PR #420, opened 2023-05-06
chore: lint

madonuko:


madonuko:
vala-language-server-nightly wontfix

* * * * * * *

→ Problem
Could you set down each entry above word for word?

→ Exercise solution
PR #420, opened 2023-05-06
chore: lint

madonuko:


madonuko:
vala-language-server-nightly wontfix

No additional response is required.